Role-Specific Effects: eHMI benefits extend beyond pedestrians to conventional vehicle drivers and cyclists; unified designs have shown efficacy in enhancing safety perception, trust, and understandability across all major roles, supporting the case for international harmonization (Colley et al., 27 Jan 2026).

Representative structural equation models (e.g., Eq. (1) in (Liu et al., 5 Feb 2025)) describe the propagation of eHMI effects from comprehension and trust through to observable behavior (crossing initiation time).

6. Challenges in Complex, Multi-User Environments

The performance and safety contributions of eHMIs vary with environmental and traffic complexity:

Multi-Lane Interference: In unsignalized multi-lane scenarios, allocentric (vehicle-centric) and egocentric (pedestrian-centric) eHMIs yield different cognitive loads and risk profiles. Allocentric cues induce higher cognitive demand and distraction (more gaze time on non-relevant lanes), while egocentric cues risk misleading pedestrians when signals are asymmetric across lanes, possibly raising the incidence of unsafe crossings (Ye et al., 6 Jan 2026).
Interconnected eHMIs: Coordination (e.g., via V2X) across AVs enables unified multi-vehicle signaling, which improves perceived safety and encourages caution but can also introduce semantic ambiguities, especially in color-coded (red/green) systems (Tran et al., 2024). Users require systematic, scenario-driven instruction to correctly interpret interconnected eHMI encodings.
Inclusion and Accessibility: DHH (Deaf and Hard-of-Hearing) participants exhibit longer vehicle gaze and rely more on visual channels. Both visual and auditory cues enhance trust and perceived safety, but only visual eHMIs reduce crossing hesitation and gaze duration (Xu et al., 20 Jan 2026). Multi-modal redundancy is essential for universal accessibility.

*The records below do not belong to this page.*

PR #35305, opened 2026-04-07
SCA should not synchronize partial scan results with checks in not run state

### LINKED ISSUE #35249: SCA should not synchronize partial scan results with checks in "Not run" state
## Summary

On the first startup, the Security Configuration Assessment inventory is populated, but many checks are stored and synchronized with the `Not run` result. After an additional synchronization or a later scan cycle, those same checks change to `Not applicable`.

This suggests that SCA is exposing and synchronizing a partial scan state, even though `Not run` means the check has not been executed yet. As a result, the Manager/Indexer may temporarily receive incomplete compliance data.

Image

<details><summary>Steps</summary>

```shell
apt-get update
apt-get install -y wget curl lsb-release

wget -O artifact_urls.yaml https://packages-staging.xdrsiem.wazuh.info/nightly/5.0.0/artifact_urls_5.0.0-latest.yaml
sed -i '/^version:/d' artifact_urls.yaml
wget -O wazuh-install.sh https://packages-staging.xdrsiem.wazuh.info/nightly/5.0.0/installation-assistant/wazuh-install-5.0.0-latest.sh
bash ./wazuh-install.sh -a -d local -id

wget https://packages-staging.xdrsiem.wazuh.info/nightly/5.0.0/apt/pool/main/w/wazuh-agent/wazuh-agent_5.0.0-latest_amd64.deb
WAZUH_MANAGER="127.0.0.1" dpkg -i wazuh-agent_5.0.0-latest_amd64.deb
systemctl daemon-reload
systemctl enable wazuh-agent
systemctl start wazuh-agent
```

</details>

## Problem

SCA should not synchronize partial results.

A check in `Not run` state represents an unfinished evaluation, not a final compliance outcome. Synchronizing that state makes the Manager/Indexer consume incomplete data and can temporarily misrepresent the actual compliance posture of the host.

In practice, there should not be synchronized SCA states still marked as `Not run`. Synchronization should happen only after the scan has produced a complete and stable result set for the policy.

## Expected behavior

- SCA must not persist or synchronize partial scan results.
- Checks should not be synchronized while still in `Not run` state.
- Synchronization should occur only once the policy scan is complete.
- The first synchronized state must already contain final results for each check, such as:
  - `Passed`
  - `Failed`
  - `Not applicable`

## Current behavior

- On first startup, SCA inventory is synchronized with multiple checks in `Not run`.
- On a later synchronization or scan cycle, those checks change to `Not applicable`.
- This creates an inconsistent intermediate state in the synchronized inventory.

## Impact

- Incomplete compliance data is exposed to the Manager/Indexer.
- Users may see transient and misleading SCA results.
- The synchronized inventory does not reflect a complete scan snapshot.

## Requested changes

1. Review the SCA scan and synchronization flow to ensure only complete scan results are persisted/synchronized.
2. Prevent `Not run` checks from being included in synchronized stateful SCA documents.
3. Define whether scan completion must be treated as an atomic boundary for synchronization.
4. Add validation/tests to ensure a first synchronization cannot publish partial SCA results.

## Context

- Local Agent and Manager tested on Debian 13 (Trixie)
- Behavior observed on first boot of the local Agent
- Related documentation defines:
  - `Not run` as a check that has not been executed yet
  - `Not applicable` as a check that does not apply to the system

## Expected outcome

- SCA synchronization only publishes complete scan state
- No synchronized checks remain in `Not run`
- Compliance visibility is consistent from the first synchronization

jr0me:
## Description

Closes #35249

SCA was sending stateful results while the first scan was still in progress. Because of that, some checks were synchronized as `Not run`, and only later changed to their real final state, like `Not applicable`.

This PR changes that first-sync flow. Now SCA waits until it has the final scan data and sends the first stateful synchronization as a full snapshot, so the Manager/Indexer does not receive partial results.

## Proposed Changes

- Stop publishing stateful SCA documents before the first sync is completed.
- Build the first synchronization from the final snapshot already stored in the SCA database.
- Mark `first_sync_completed` only after that initial full sync finishes successfully.
- Keep the regular delta synchronization flow for later updates.
- Add unit tests to cover the initial snapshot path and to make sure stateful messages are held back before the first sync.

### Results and Evidence

The first synchronized SCA state now comes from a complete snapshot, so checks are not published in `Not run` just because the scan is still underway. This fixes the temporary inconsistent state described in the issue.

image

### Tests Introduced

- Unit tests for the initial full snapshot on the first sync.
- Unit tests to confirm later syncs still use delta mode.
- Unit tests to confirm stateful messages are skipped before the first sync.

### DIFF
--- a/src/wazuh_modules/sca/sca_impl/src/sca_impl.cpp
+++ b/src/wazuh_modules/sca/sca_impl/src/sca_impl.cpp
@@ -473,7 +473,7 @@ bool SecurityConfigurationAssessment::syncModule(Mode mode)
 
     if (result)
     {
-        LoggingHelper::getInstance().log(LOG_DEBUG, "SCA synchronization finished successfully.");
+        LoggingHelper::getInstance().log(LOG_INFO, "SCA synchronization finished successfully.");
     }
     else
     {
@@ -1096,6 +1096,8 @@ bool SecurityConfigurationAssessment::synchronizeDatabaseSnapshot(bool increaseV
                     statefulMessage.dump(),
                     check["version"].get<uint64_t>()
                 );
+
+                LoggingHelper::getInstance().log(LOG_DEBUG_VERBOSE, "Stateful event queued: " + statefulMessage.dump());
             }
         }
 
--- a/.github/workflows/5_testintegration_sca-tier-0-1-lin.yml
+++ b/.github/workflows/5_testintegration_sca-tier-0-1-lin.yml
@@ -13,6 +13,7 @@ on:
         - "src/config/src/wmodules-sca.c"
         - "src/wazuh_modules/src/wm_sca.c"
         - "src/wazuh_modules/src/wm_sca.h"
+        - "src/wazuh_modules/sca/**"
         - "src/Makefile"
         - "tests/integration/conftest.py"
         - "tests/integration/test_sca/**"
--- a/.github/workflows/5_testintegration_sca-tier-0-1-win.yml
+++ b/.github/workflows/5_testintegration_sca-tier-0-1-win.yml
@@ -13,6 +13,7 @@ on:
         - "src/config/src/wmodules-sca.c"
         - "src/wazuh_modules/src/wm_sca.c"
         - "src/wazuh_modules/src/wm_sca.h"
+        - "src/wazuh_modules/sca/**"
         - "src/win32/**"
         - "src/Makefile"
         - "tests/integration/conftest.py"


src/wazuh_modules/sca/sca_impl/src/sca_impl.cpp
```diff
@@ -423,17 +435,32 @@ bool SecurityConfigurationAssessment::syncModule(Mode mode)
     }
 
     // Log
-    LoggingHelper::getInstance().log(LOG_INFO, "Starting SCA synchronization.");
+    LoggingHelper::getInstance().log(LOG_DEBUG, "Starting SCA synchronization.");
```
jpcerrone: Any reason to change this? I think the other modules also log their synchronization attempts in INFO

jr0me: No, good catch, I was changing the new logs and missed this.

7. Future Directions and Standardization

The evolution of eHMI practice is toward adaptive, context-sensitive, and inclusive multi-modal systems, with open research challenges in:

Automated Design: Pipelines integrating LLMs and action renderers to synthesize scenario-specific eHMI actions—benchmarked by human and vision-LLM (VLM) judgments—reduce manual overhead and facilitate scalable deployment (Xia et al., 27 May 2025).
Affective and Embodied Cues: Initial explorations into affective and animal-inspired eHMIs (e.g., TailCue) indicate the need for motion–emotion congruence and scenario optimization. Standalone expressive cues have limited efficacy without complementary context and multi-modality (Wang et al., 2024, Li et al., 18 Nov 2025).
Standardized Metrics and Regulatory Input: Quantitative parameter ranges (color, intensity, blink frequency; e.g., cyan, 3 Hz flash) and efficacy data directly inform emerging ISO and SAE guidelines (Colley et al., 18 Jan 2025). Cognitive load, gaze behavior, and trust are prime candidates for scaling international minimum standards.

In sum, research converges on the primacy of legible, multi-modal, context-aware, and harmonized eHMI designs, dynamically tuned to user, situational, and accessibility concerns. Systematic participatory design, formal adaptive frameworks, and evidence-based standardization are central to the realization of universally interpretable, scalable, and safe AV–human communication in mixed traffic environments.